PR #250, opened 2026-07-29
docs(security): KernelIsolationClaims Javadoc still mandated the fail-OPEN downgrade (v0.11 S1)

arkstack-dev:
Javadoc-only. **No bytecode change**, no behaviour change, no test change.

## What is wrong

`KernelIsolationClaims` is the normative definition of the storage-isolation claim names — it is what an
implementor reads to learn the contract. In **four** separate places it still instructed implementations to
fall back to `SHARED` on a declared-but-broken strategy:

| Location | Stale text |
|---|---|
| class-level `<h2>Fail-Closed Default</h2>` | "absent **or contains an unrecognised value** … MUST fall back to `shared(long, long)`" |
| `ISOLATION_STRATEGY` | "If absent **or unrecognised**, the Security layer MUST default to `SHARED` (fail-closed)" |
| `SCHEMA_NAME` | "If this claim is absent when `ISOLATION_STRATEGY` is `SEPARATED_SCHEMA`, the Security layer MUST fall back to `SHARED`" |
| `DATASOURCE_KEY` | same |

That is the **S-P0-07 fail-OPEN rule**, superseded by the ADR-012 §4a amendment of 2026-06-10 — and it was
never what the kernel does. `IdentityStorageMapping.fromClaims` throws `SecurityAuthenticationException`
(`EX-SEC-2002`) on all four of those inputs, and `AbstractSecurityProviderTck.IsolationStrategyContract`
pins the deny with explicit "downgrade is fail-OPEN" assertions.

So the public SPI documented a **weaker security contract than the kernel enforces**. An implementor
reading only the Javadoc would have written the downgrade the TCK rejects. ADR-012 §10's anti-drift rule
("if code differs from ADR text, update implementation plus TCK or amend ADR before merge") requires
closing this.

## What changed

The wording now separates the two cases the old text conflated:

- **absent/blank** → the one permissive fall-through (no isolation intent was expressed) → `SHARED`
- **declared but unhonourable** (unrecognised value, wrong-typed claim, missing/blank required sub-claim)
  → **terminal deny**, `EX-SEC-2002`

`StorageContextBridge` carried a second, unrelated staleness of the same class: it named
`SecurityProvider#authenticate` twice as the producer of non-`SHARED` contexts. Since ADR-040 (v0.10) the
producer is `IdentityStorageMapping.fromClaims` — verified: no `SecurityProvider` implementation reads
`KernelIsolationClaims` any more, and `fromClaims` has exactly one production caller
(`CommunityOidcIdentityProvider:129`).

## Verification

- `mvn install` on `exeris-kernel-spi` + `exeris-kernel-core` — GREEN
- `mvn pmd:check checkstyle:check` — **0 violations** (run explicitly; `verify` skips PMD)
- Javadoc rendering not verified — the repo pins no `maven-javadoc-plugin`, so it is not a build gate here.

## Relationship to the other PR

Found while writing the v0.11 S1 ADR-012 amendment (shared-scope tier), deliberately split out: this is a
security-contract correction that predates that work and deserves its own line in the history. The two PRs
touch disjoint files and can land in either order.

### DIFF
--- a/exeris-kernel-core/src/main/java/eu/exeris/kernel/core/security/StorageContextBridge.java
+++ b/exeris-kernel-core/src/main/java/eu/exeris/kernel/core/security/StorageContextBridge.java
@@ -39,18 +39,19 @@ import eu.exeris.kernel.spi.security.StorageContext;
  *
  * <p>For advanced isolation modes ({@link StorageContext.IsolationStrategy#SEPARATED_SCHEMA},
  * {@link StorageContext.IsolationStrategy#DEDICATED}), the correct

-- -- --

**TASK DIRECTIONS:**
In the records, locate each line holding the string "pins" and copy it.

**SOLUTION:**
pins the deny with explicit "downgrade is fail-OPEN" assertions.
- Javadoc rendering not verified — the repo pins no `maven-javadoc-plugin`, so it is not a build gate here.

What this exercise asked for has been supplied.